She adds, "The military is a close-knit organization. It feels like you're working with your brothers and sisters. You face life and death experiences together. Not many people get to experience these types of situations."
She says, "When you get out, there's a big disconnect. You want to feel that brotherhood again."
She advises veterans making the transition to civilian careers to believe in themselves and learn how to communicate in a new language, and to avail themselves of the many networking opportunities available today.
"Coming into the field of recruiting, and realizing I can help veterans translate skills from military to civilian terms to put everything together, is very rewarding," she reveals. "Most employers are eager to hire a veteran, but they struggle with the military skills and how they would be applicable in the civilian workplace. It's also up to the candidate to do their due diligence to translate their work history, using the resources out there — including mentoring, online military skills translators, career workshops and transition assistance — before separation."
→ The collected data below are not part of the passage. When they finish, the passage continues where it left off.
PR #395, opened 2018-06-18
Minor updates to OpenMP infrastructure

astrofrog:
Just some small updates to the OpenMP infrastructure

### DIFF
--- a/.travis.yml
+++ b/.travis.yml
@@ -42,7 +42,7 @@ matrix:
         - PYTHON_VERSION=3.5
         - CONDA_DEPENDENCIES="setuptools sphinx cython numpy pytest-cov clang llvm-openmp"
       before_install:
-        - export TEST_OPENMP="True"
+        - export OPENMP_EXPECTED="True"
         - export CC=clang
 
     # Test gcc on OSX
@@ -51,7 +51,7 @@ matrix:
         - PYTHON_VERSION=3.5
         - CONDA_DEPENDENCIES="setuptools sphinx cython numpy pytest-cov gcc"
       before_install:
-        - export TEST_OPENMP="True"
+        - export OPENMP_EXPECTED="True"
         - export CC=gcc
 
   # Uncomment the following if there are issues in setuptools that we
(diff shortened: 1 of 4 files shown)


.travis.yml
```diff
@@ -42,7 +42,7 @@ matrix:
         - PYTHON_VERSION=3.5
         - CONDA_DEPENDENCIES="setuptools sphinx cython numpy pytest-cov clang llvm-openmp"
       before_install:
-        - export TEST_OPENMP="True"
+        - export OPENMP_EXPECTED="True"
```
bsipocz: I still think we don't need any of this, setting them in the env part should be good enough, just as you do in the appveyor config

astropy_helpers/openmp_helpers.py
```diff
@@ -217,32 +237,34 @@ def add_openmp_flags_if_available(extension):
...
     return {return_bool}
 """[1:]
 
+
 def generate_openmp_enabled_py(packagename, srcdir='.'):
     """
-    Utility for creating `openmp_enabled.is_openmp_enabled()`
-    used to determine, post build, whether the package was built
-    with or without OpenMP support.
+    Generate `package.openmp_enabled.is_openmp_enabled`, which can then be used
```
bsipocz: double backticks here?

.travis.yml
```diff
@@ -70,8 +68,13 @@ before_install:
       # as exploratory tests for when the shipped version has automatic OpenMP support.
       # These tests will then fail and at such a time a new one should be added
       # to explicitly remove OpenMP support.
-    - if [[ "$TRAVIS_OS_NAME" == "osx" ]]; then export OPENMP_EXPECTED="False";
-      else export OPENMP_EXPECTED="True"; fi
+    - if [ -z $OPENMP_EXPECTED ]; then
```
bsipocz: Still, why do we need this at al? Variables defined in the env section are available to `os.environ` for later scripts.

astrofrog: @bsipocz - because we can't define it to be True for the default linux build and False for the default False build (builds defined in the ``env: matrix:`` section not the ``matrix: include:`` section).

astrofrog: Specifically for these builds:

```
 os:
     - osx
     - linux
 
 env:
   matrix:
     - PYTHON_VERSION=3.5
     - PYTHON_VERSION=3.6 SETUPTOOLS_VERSION=dev DEBUG=True
       CONDA_DEPENDENCIES='sphinx cython numpy pytest-cov'
```

bsipocz: ahh, OK, now I see.  I would have then just removed the second from here leaving only the egg build in the main matrix.

astrofrog: The first isn't an egg test so both would need to be taken out and four builds added to the include matrix, so I'm not sure it would simplify things that much. I'll go ahead and merge, but feel free to open a PR if you'd like to simplify things further.

bsipocz: ohh, indeed, should read more carefully (or stop multitask as pay more attention to the talk I'm sitting at...)

PR #694, opened 2024-05-13
Fix solar charts when school has storage heaters

ldodds:
When a school is configured to have both solar and storage heaters, the monthly solar chart ends up not including any mains consumption. Without the storage heater configuration the chart displays correctly, but after adding the storage heater there is no mains consumption series.

There turned out to be several issues here.

### Chart filtering

The initial bug was caused by the the code that filters out series from the solar charts. That code expected the meters shown on that chart to have specific hard-coded names. 

However, this breaks when we have both solar and storage because the mains electricity meter gets renamed and no longer matches the expected string.

There was a previous incomplete change to move the aggregation code away from using fixed names and towards having named types (e.g. `:export`, `:mains_consume`) for the sub meters. But this wasn't applied to the chart framework, which continues to look for hard-coded names. 

So the initial changes in this PR rework the chart filtering code such that the series filtering is based on the submeter types and not their names. These changes involve:

- decomposing the old `AggregationFilter` class into two smaller classes `Charts::Filters::DateFilter` and `Charts::Filters::SeriesFilter`. These do separate types of filtering and are called in different ways
- add tests around all of the above, revising the rest of the framework to use the new classes
- revising the `Charts::Filters::SeriesFilter` class to accept a list of sub_meter types rather than meter names. This was the main functional change here
- updating the chart configuration to work with the revised filter, this was the final part of the fix.

This seemed to initially fix the charts. But exposes additional issues. 

### Incorrect mains consumption

The storage heater aggregation code occurs after the solar processing. This ends up replacing some electricity meters with synthetic versions that break out the storage heater usage.

If a school also has solar then the storage heater disaggregation is applies to a previously created synthetic meter that corresponds to the mains + self consumption from the original electricity meter.

But the storage heater processing doesn't correctly check for this, which means that when the above charts are working, what is displayed is a "mains consumption" series which actually consists of the mains consumption + self consumption.

The fix here was to change the `:mains_consume` sub meter relationship to always point to the original mains electricity meter and not the meter created in the solar aggregation.

### Incorrect meter ids

Finally, after testing schools with both solar and storage it turned out that the tariff charts were breaking. This turned out to be due to how the sub meters are combined as a final step that occurs after the solar and storage processing.

The code was breaking the contract that the id and mpan_mprn for a Dashboard::Meter should match. 

This presumably wasn't an issue before, but was exposed by the above changes. 

In addition to adding a comprehensive set of tests around the solar and storage heater aggregation code I've also:

- added some additional comments to the code, to help clarify what is happening
- tidied up some of the logging calls to use `log.debug {...}` to optimise memory usage on production
- manually reviewed chart data and the full set of advice pages for a range of schools (with/without solar, with/without storage) to identify any further issues. There's one issue with storage heater meter identifers which is not related to these changes which I'll address separately.

I've added comments around the specific functional changes.


lib/dashboard/charting_and_reports/charts/filters/series_filter.rb
```diff
@@ -0,0 +1,114 @@
...
+      # This method filters out sub meters based on their type. If there's no filter we
+      # just keep all the series, otherwise we only keep those series whose meter is of a specific
+      # sub_meter type (e.g. mains_consume, export, self_consume, etc)
+      def submeter_filter(to_keep)
+        return to_keep unless @chart_config.series_breakdown == :submeter
+
+        # this is the meter whose sub meters are being displayed
+        parent_meter = @results.series_manager.meter
+
+        to_keep += if @chart_config.submeter_filter?
```
ldodds, line 45: This is the new submeter filter implementation. Rather than accepting a list of meter names, it accepts a list of submeter types. The submeters that match that list, are kept.

The chart series use the meter names.

app/services/aggregate_data_service.rb
```diff
@@ -205,10 +209,12 @@ def aggregate_sub_meters_by_type(combined_meter, meters)
       log "    Combining type #{sub_meter_type} for #{sub_meters.map(&:to_s).join(' ')}"
       AggregateDataServiceSolar.new(@meter_collection).backfill_meters_with_zeros(sub_meters, combined_meter.amr_data.start_date)
       combined_sub_meter = aggregate_meters(nil, sub_meters, sub_meters[0].fuel_type)
-      combined_sub_meter.id   = sub_meters[0].id
```
ldodds, line 208: Removed the call to override the id here. Normally the id and the mpan_mprn attribute for a Dashboard::Meter are the same, this line broke that causing the `Meter.meter?` method for finding meters to fail.

app/services/aggregation_service_storage_heaters.rb
```diff
@@ -88,37 +118,60 @@ def disaggregate_storage_heat_meter(meter)
...
+    # Copy the solar sub meters from the original electricity meters to be sub meters
+    # of the new version that doesn't include storage heater usage
+    map[:ex_storage_heater].sub_meters.merge!(map[:original].sub_meters)
+
+    # By default the mains consumption meter for the new electricity meter should be
+    # the original meter. However if the original meter was created during the solar
+    # aggregation, then its AMR data will correspond to main_consume + self_consume.
+    # In this case we should use its original mains consumption meter and not the
+    # meter created in the solar aggregation step
+    map[:ex_storage_heater].sub_meters[:mains_consume] = if map[:original].sub_meters.key?(:self_consume) && map[:original].sub_meters.key?(:mains_consume)
```
ldodds, line 158: This is the functional change that ensures that we retain references to the original electricity meter to avoid showing incorrect series on solar charts.

app/services/aggregate_data_service.rb
```diff
@@ -184,10 +182,16 @@ def combine_solar_pv_submeters_into_aggregate
     aggregate_sub_meters_by_type(aggregate_meter, @meter_collection.electricity_meters)
   end
 
-  # Creates a new aggregate meter that combines together all of the mains consumption (and other subtypes)
-  # sub meters associated with the list of meters.
+  # Updated the +combined_meter+ so that it has the same types of sub_meters as the meters in
```
tbhi, line 185: update?

spec/lib/dashboard/charting_and_reports/charts/filters/series_filter_spec.rb
```diff
@@ -0,0 +1,194 @@
...
+                mains_consume
+                export
+                self_consume
+              ]
+            }
+          }
+        end
+
+        it 'filters to the submeters' do
+          filter.filter
```
urbanwide, line 80: I'd be tempted to move the call to filter.filter (and others in the same file) to a before block in the context 'when filtering solar submeters'.

urbanwide (approved):
Looks good - just one comment - seen inline 👍

spec/app/services/aggregate_data_service_storage_heaters_spec.rb
```diff
@@ -0,0 +1,248 @@
...
+
+describe AggregateDataServiceStorageHeaters do
+  subject(:service) { described_class.new(meter_collection) }
+
+  let(:meter_collection) do
+    build(:meter_collection)
+  end
+
+  let!(:electricity_meter) do
+    kwh_data_x48 = Array.new(48, 1.0)
```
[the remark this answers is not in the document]
ldodds: Done

PR #695, opened 2024-05-16
Fix MultipleFuels charts when date periods don't align

ldodds:
Screenshot from 2024-05-16 16-21-59

The above chart (`stacked_all_years`) should show a breakdown of all fuels across all available data.

However if the date ranges for the fuel types don't align then the chart can break. 

E.g. if a school had storage heaters in the past but no longer has them. Then the storage heater date only covers that historical period.

PR just introduces a check to see if we have consumption date for the specified date before retrieving the kwh/£/co2 values.


spec/lib/dashboard/charting_and_reports/charts/series/multiple_fuels_spec.rb
```diff
@@ -0,0 +1,61 @@
+# frozen_string_literal: true
+
+require 'spec_helper'
+
+describe Series::MultipleFuels do
+  subject(:series_manager) do
+    Series::MultipleFuels.new(meter_collection, chart_config)
```
tbhi, line 7: use described_class?

spec/lib/dashboard/charting_and_reports/charts/series/multiple_fuels_spec.rb
```diff
@@ -0,0 +1,61 @@
...
+    }
+  end
+
+  before do
+    meter_collection.add_electricity_meter(electricity)
+    meter_collection.add_heat_meter(gas)
+    AggregateDataService.new(meter_collection).aggregate_heat_and_electricity_meters
+  end
+
+  describe '#get_data' do
```
tbhi, line 43: should be #day_breakdown ?

tbhi (approved):

PR #707, opened 2024-08-02
Fix bug in calculating solar offset co2

ldodds:
When calculating the values to display on the management dashboard the co2 values include an "offset" when the school has solar panels. We reduce their co2 emissions by the amount of co2 that has been saved by consuming energy from the solar panels.

The offset calculation can return nil which cause some errors in the application. One reason it might return nil is if there's more limited solar generation data than there is for electricity consumption.

This can happen in a very specific circumstance:

- school has >1 electricity meter
- the panels are linked to a meter which has lagging data (so quite out of date)
- there is a meter attribute on that meter which says to ignore that end date

We then end up with a solar_pv production meter that has less data than the aggregate meter.

To try and improve the code I've changed the calculation so that it uses an "up_to_a_year" period, rather than "year". This means it'll tolerate less data, allowing us to calculate a better offset.

I've also fixed a bug which meant that we were calculating the co2 emissions twice for schools with solar (calculation was run, then results discarded).

The management table code needs a complete rework so considering this a temporary improvement. 

I've added a spec to ensure that we're testing the solar offset calculation code as it wasn't covered before.

### DIFF
--- a/lib/dashboard/alerts/common/management_summary_table.rb
+++ b/lib/dashboard/alerts/common/management_summary_table.rb
@@ -276,8 +276,11 @@ class ManagementSummaryTable < ContentBase
   def compare_two_periods(fuel_type, period1, period2, max_days_out_of_date)
     current_period_kwh  = checked_get_aggregate(period1, fuel_type, :kwh)
     previous_period_kwh = checked_get_aggregate(period2, fuel_type, :kwh)
-    current_period_co2  = checked_get_aggregate(period1, fuel_type, :co2)
-    current_period_co2  = electricity_co2_with_solar_offset(period1) if @school.solar_pv_panels? && fuel_type == :electricity
+    current_period_co2 = if @school.solar_pv_panels? && fuel_type == :electricity
+      electricity_co2_with_solar_offset(period1)
+    else
+      checked_get_aggregate(period1, fuel_type, :co2)
+    end
     current_period      = checked_get_aggregate(period1, fuel_type, :£)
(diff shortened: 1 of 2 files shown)


lib/dashboard/alerts/common/management_summary_table.rb
```diff
@@ -276,8 +276,11 @@ def difference_to_exemplar_£(actual_£, fuel_type)
   def compare_two_periods(fuel_type, period1, period2, max_days_out_of_date)
     current_period_kwh  = checked_get_aggregate(period1, fuel_type, :kwh)
     previous_period_kwh = checked_get_aggregate(period2, fuel_type, :kwh)
-    current_period_co2  = checked_get_aggregate(period1, fuel_type, :co2)
-    current_period_co2  = electricity_co2_with_solar_offset(period1) if @school.solar_pv_panels? && fuel_type == :electricity
+    current_period_co2 = if @school.solar_pv_panels? && fuel_type == :electricity
+      electricity_co2_with_solar_offset(period1)
+    else
```
tbhi, line 281: think the else would usually align under the if?

tbhi (approved):

tbhi (approved):

lib/dashboard/alerts/common/management_summary_table.rb
ldodds: Yes. I didn't run rubocop over the file to reduce noise in the PR. Have fixed.

PR #711, opened 2024-08-19
Update benchmarking and equivalence constants

tbhi:
- `bev_co2_per_km` is slightly different to spreadsheet - feels like we should continue using the calculated method for consistency?


ldodds (approved):
:+1: agree with leaving ev calculation for the moment

PR #717, opened 2024-09-12
format unit support for non decimal percentage

tbhi:


ldodds (approved):

ldodds:
Maybe add a spec? there's some existing specs for the class

PR #727, opened 2024-10-10
move data sources code to main project

tbhi:


ldodds (approved):
Looks good, but think there are some scripts in `scripts/external` that could be removed as well. I think everything except `check_holidays.rb` uses one of these APIs. Not sure we need to keep them, as they were mostly dev/debugging tools I think.

PR #729, opened 2024-10-18
Add meter attribute to correct overnight solar readings

tbhi:


lib/dashboard/aggregation/validate_amr_data.rb
```diff
@@ -1256,4 +1258,16 @@ def check_temperature_data_covers_gas_meter_data_range
       raise NotEnoughTemperaturedata, "Temperature data from #{@temperatures.start_date} to #{@temperatures.end_date} doesnt cover period of #{@meter.mpxn} #{@meter.fuel_type} meter data from #{@amr_data.start_date} to #{@amr_data.end_date}"
     end
   end
+
+  def override_night_to_zero(rule)
```
ldodds, line 1262: Extract this into a class in the `Corrections` module? Can then also test in isolation.

lib/dashboard/aggregation/validate_amr_data.rb
```diff
@@ -1256,4 +1258,16 @@ def check_temperature_data_covers_gas_meter_data_range
...
+    rule ||= {}
+    start_date = default_start_date(rule[:start_date])
+    end_date = default_end_date(rule[:end_date], false)
+    (start_date..end_date).each do |date|
```
ldodds, line 1266: This will force the readings to zero for the entire range. I think it would be better to only do the substitution if there is non-zero data during the night. If there was no change then we'd retain the ORIG data otherwise substitute with corrected. The meter report could then be used to highlight specific days where there was an issue in the original data, rather than having all the data substituted. 

This would also avoid potential issues with substituting missing solar data. `similar_solar_pv_day` looks for days that are suitable for substituting missing data in the solar feed. I believe it will only using ORIG data (via `original_matching_substitute_date`) when doing this.

As meter attributes are applied in order, this new correction would be applied first, and then the later steps filling missing values. So some otherwise good solar data might become unavailable for substitution.

Alternatively, the `original_matching_substitute_date` data could allow substitution with `SOLN` data, but not sure about implications of that, if we already know there are potential issues with that day.

lib/dashboard/aggregation/validate_amr_data.rb
```diff
@@ -1256,4 +1258,16 @@ def check_temperature_data_covers_gas_meter_data_range
...
+      data = @amr_data.one_days_data_x48(date)
```
ldodds, line 1267: At this point in the validation the may still be gaps in the unvalidated data used to populate the AMR data. So this might return nil. Have confirmed this causes validation to fail with some existing meters/schools.

spec/lib/dashboard/aggregation/validate_amr_data_spec.rb
```diff
@@ -27,20 +34,31 @@
...
+  end
+
+  context 'with override_night_to_zero' do
+    it 'replace night time readings with a rule' do
+      meter.meter_correction_rules << { override_night_to_zero: nil }
+      validator.validate(debug_analysis: true)
+      expect(arbitrary_night_readings(meter)).to eq(Array.new(8, 0.0))
     end
 
-    it 'replaces missing night time solar readings with 0' do
```
ldodds, line 37: Following from above comments, suggest expanding to cover where there are gaps in the amr data, and days that don't need correcting.

ldodds (changes requested):

lib/dashboard/corrections/override_night_to_zero.rb
```diff
@@ -0,0 +1,22 @@
+# frozen_string_literal: true
+
+module Corrections
+  module OverrideNightToZero
+    def self.apply(rule, meter)
+      rule ||= {}
+      p rule
```
ldodds, line 7: debug?

lib/dashboard/corrections/override_night_to_zero.rb
```diff
@@ -0,0 +1,22 @@
+# frozen_string_literal: true
+
+module Corrections
+  module OverrideNightToZero
+    def self.apply(rule, meter)
```
ldodds, line 5: minor, but I'd prefer to see parameters spelled out, rather than relying on hash.

spec/lib/dashboard/aggregation/validate_amr_data_spec.rb
```diff
@@ -27,20 +34,49 @@
...
+      validator.validate(debug_analysis: true)
+      expect(arbitrary_night_readings(meter)).to eq(Array.new(8, 0.0))
+      expect(meter.amr_data.first[1].type).to eq('SOLN')
     end
 
-    it 'replaces missing night time solar readings with 0' do
+    it 'replace night time readings with a rule with dates' do
+      meter.meter_correction_rules[-1] = { override_night_to_zero: { start_date: meter.amr_data.start_date + 1.day,
+                                                                     end_date: meter.amr_data.start_date + 2.days } }
+      p meter.meter_correction_rules
```
ldodds, line 58: debug?

ldodds (approved):

PR #730, opened 2024-10-25
Don't run AlertHeatingComingOnTooEarly during holidays

tbhi:
looking at AlertUsageDuringCurrentHolidayBase for a possible implementation it overrides the relevance method but that doesn't look to be called.  It also puts a return in the calculate.


ldodds:
Not sure if I'm understanding correctly but AnalysisBase.analyse` the calculate method is only called if `valid_alert?` is true. That calls `ContentBase.valid_content?` which in turn checks `relevance`. So calculate shouldn't get called if the alert isn't relevant

The application calls `.relevance` in `AnalyticsAdapter` which is then stored.

ldodds (approved):
Add a spec?

PR #733, opened 2024-10-29
zero negative solar self consumption

tbhi:


ldodds (approved):
Solves the issue. I did wonder if there's a way to do this check in the existing loop that combines the data to avoid looping over the entire date range a second time.

tbhi:
Briefly considered that, probably simpler overall, worth refactoring?  Also is the different reading type useful?

ldodds:
I think it'd be worth trying a refactoring. The method combining the amr data is called from a few places, so any new behaviour would need to be conditional for just when combining solar amr.

As the creation of the solar meters happens in the aggregation step, the resulting data doesn't get written to the database. The meters and their data are just part of the meter collection. So the reading type flag is not as useful here.

ldodds (approved):

PR #735, opened 2024-11-01
Fix errors and remove debug variables in period comparison alerts

ldodds:
Reviewing the alert table size, I noticed that the alerts with the largest records are those that do period comparisons. The configurable period alerts are the largest (>20kb text in `template_data`), but the other period comparisons are also large (> 2kb text in `template_data`).

Checking the output of these alerts I noticed that:

- there was an error thrown when generating the period names which is leading us to store a complete stack trace as the variable value. Repeated twice for each period and once each for the english and welsh formatted variables (`template_data`, `template_data_cy`) and the raw unformatted variables (`variables), this explains why some of the TOAST entries are very large
- there was a missing translation causing another error to appear in the `timescale` variable
- lengthy text to state the tariff has changed during the compared periods which is not used anywhere
- several debug variables which listed every temperature or daily kWh reading for the current and previous periods. Given that some of the periods span 6-9 months thats a lot of extra text

This PR fixes the bugs and removes a number of debug variables which are no longer needed.

These alerts run for most schools, so that's a lot of unnecessary text we're storing. This should greatly reduce the amount of data stored in the alerts TOAST table.

I've regenerated several schools using this version of the code and confirmed the fixes.

### DIFF
--- a/lib/dashboard/alerts/time period comparison/alert_arbitrary_period_comparison_base.rb
+++ b/lib/dashboard/alerts/time period comparison/alert_arbitrary_period_comparison_base.rb
@@ -7,11 +7,15 @@ class AlertArbitraryPeriodComparisonBase < AlertHolidayComparisonBase
   end
 
   private   def period_type;        'arbitrary period'          end
-  protected def period_name(period); basic_configuration[:name] end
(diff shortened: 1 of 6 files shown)


tbhi (approved):
spec possible to recreate the errors?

After they're shown the connection, all employers want what veterans have learned, Stiener-Murphy notes. "They want your work ethic and camaraderie and do-whatever-it takes mentality. I think the biggest learning curve for veterans transitioning to the civilian workforce is being able to share what they're good at with a civilian employer. When I think about the veterans I've placed, companies appreciate how these people are so entrepreneurial and willing to think outside the box to get the job done."
Stiener-Murphy enjoys developing relationships with candidates and employers alike. Job seekers feel comfortable sharing their fears and doubts, which she respects with confidentiality. Employers know she understands their particular workplace culture and will send skilled candidates their way.
Looking back on her own experience, Stiener-Murphy says she was fortunate. While she still wishes she had planned ahead before separating from the Air Force, once back home she found a welcoming environment.
"I was well received within my community," she recalls. "People who knew me were willing to help me. They knew I was a hard worker. They knew I had a great work ethic."
While working at the Sacramento Bee in 1997, Stiener-Murphy met a woman who worked for Robert Half and encouraged her to apply.
"Once I figured out that I was going to do something with people, I was able to connect the dots," she says. "My friends encouraged me to keep myself out there."
Stiener-Murphy encourages veterans to plan ahead. Before exiting, seek out transition assistance, she advises. Also, reach out to organizations like HirePurpose. Create a LinkedIn profile and search for companies with veterans on their staff.
Stiener-Murphy is described by her peers and direct reports as accessible and approachable. She strives to maintain a positive work environment for her team to thrive. She adheres to the notion that all good leaders share the quality of being genuine in what they do, and with that comes loyalty from clients and colleagues. Her Sacramento team has enjoyed good business growth, and she has promoted many of them into leadership roles.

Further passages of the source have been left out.